## ENTRIES SHOWN

PR #11898, opened 2026-01-07
test: align file names

gioboa:
This PR changes these names.

- migrations -> migration
- entities -> entity
- add `.test.ts` extension

### DIFF
--- a/src/driver/mysql/MysqlQueryRunner.ts
+++ b/src/driver/mysql/MysqlQueryRunner.ts
@@ -3378,8 +3378,9 @@ export class MysqlQueryRunner extends BaseQueryRunner implements QueryRunner {
     }
 
     async getVersion(): Promise<string> {
-        const result: [{ "version()": string }] =
-            await this.query("SELECT version()")
+        const result: [{ version: string }] = await this.query(
+            "SELECT version() as version",
+        )
 
         // MariaDB: https://mariadb.com/kb/en/version/
         // - "10.2.27-MariaDB-10.2.27+maria~jessie-log"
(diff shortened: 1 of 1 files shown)


michaelbromley (approved):

test/github-issues/10991/issue-10991.test.ts
```diff
@@ -4,15 +4,15 @@ import {
     createTestingConnections,
     reloadTestingDatabases,
 } from "../../utils/test-utils"
-import { TEST_TABLE_NAME } from "./migrations/init"
+import { TEST_TABLE_NAME } from "./migration/init"
```
pkuczynski, line 7: Hmm, why would we want to change it? It reads more intuitively when the folder name is plural...

michaelbromley: but the rest of the tests all use the singular, so in this case IMO consistency is better.

pkuczynski: We should then probably change it the other way around. It would be off if we would encourage users in the documentation to do something we do not follow ourselves...

gioboa: I see, thanks for the feedback. Sadly all the folders are singular: entity, migration, schema, subscription etc. etc.

pkuczynski: Yeah, we are very inconsistent also across the documentation, as I already checked. In my mind it makes more sense to go with prulal in general:

```
migrations: [__dirname + '/migrations/**/*{.js,.ts}']
// vs
migrations: [__dirname + '/migration/**/*{.js,.ts}']
```

The first one reads more natural with the config prop, but also people tend to name folders in pluralr like `tests`, `controllers`, `routes`, etc...

gioboa:
We can discuss this internally and create another PR to rename all plural.

pkuczynski:
> We can discuss this internally and create another PR to rename all plural.

I fired up https://github.com/typeorm/typeorm/pull/11898 as the base for this discussion...

PR #11901, opened 2026-01-08
chore(mutation testing): tweak Stryker for lower resource usage and decrease timeout for slow running mutants

OSA413:
### Description of change

So, this change brings a few tweaks for mutation testing for it to properly/better work in GHA.

1) I changed number of concurrency from 6 to 4 because the runner often fails/disconnects after 2 hours of work, as the error says, it can be CPU, RAM, or network. So decreasing number of concurrent workers should do the trick here.

2) I enabled the `ignoreStatic` flag to ignore static mutants (though that didn't help a lot). The logs didn't say that there's a problem with a lot of static mutants but I still decided to enable the flag because killing static mutants requires restart of the tests which is a bit slow. More info on static mutants is here https://stryker-mutator.io/docs/mutation-testing-elements/static-mutants/

These two changes decreased the running time from 3 hours to 2 hours, but I thought that that was not enough so I did another trick:

3) I set timeout factor to 0.1 to cancel the slow running tests (it can also be that Stryker decided to re-run all the tests for a particular mutant) which decreased the running time by another hour. Basically, it makes each mutant to run no longer than 40 (300 * 0.1 + 5 + 5) seconds. The math behind this is described here: https://stryker-mutator.io/docs/stryker-js/configuration/#timeoutms-number

All the steps didn't change the mutation score that much (`53.958070324303065` comparing to the final `53.94989967523737`).

In results, the mutation testing should run in just an hour!

### Pull-Request Checklist

### DIFF
--- a/docs/docs/drivers/postgres.md
+++ b/docs/docs/drivers/postgres.md
@@ -50,6 +50,8 @@ See [Data Source Options](../data-source/2-data-source-options.md) for the commo
 
 -   `installExtensions` - A boolean to control whether to install necessary postgres extensions automatically or not (default: `true`)
 
+-   `extensions` - List of additional Postgres extensions to be installed in the database (default: `undefined`)
+
 -   `applicationName` - A string visible in statistics and logs to help referencing an application to a connection (default: `undefined`)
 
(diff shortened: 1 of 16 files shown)


OSA413:
About qodo's suggestion, making all the changes actually decreased the number of timeout-ed mutants by 5 (initial `(545 survived, 75 timed out)` and final `(539 survived, 70 timed out)`)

## HOW TO COMPLETE THIS TASK
Among the lines of the preceding data, which ones hold the word "hours"? List them.

## EXPECTED ANSWER
1) I changed number of concurrency from 6 to 4 because the runner often fails/disconnects after 2 hours of work, as the error says, it can be CPU, RAM, or network. So decreasing number of concurrent workers should do the trick here.
These two changes decreased the running time from 3 hours to 2 hours, but I thought that that was not enough so I did another trick:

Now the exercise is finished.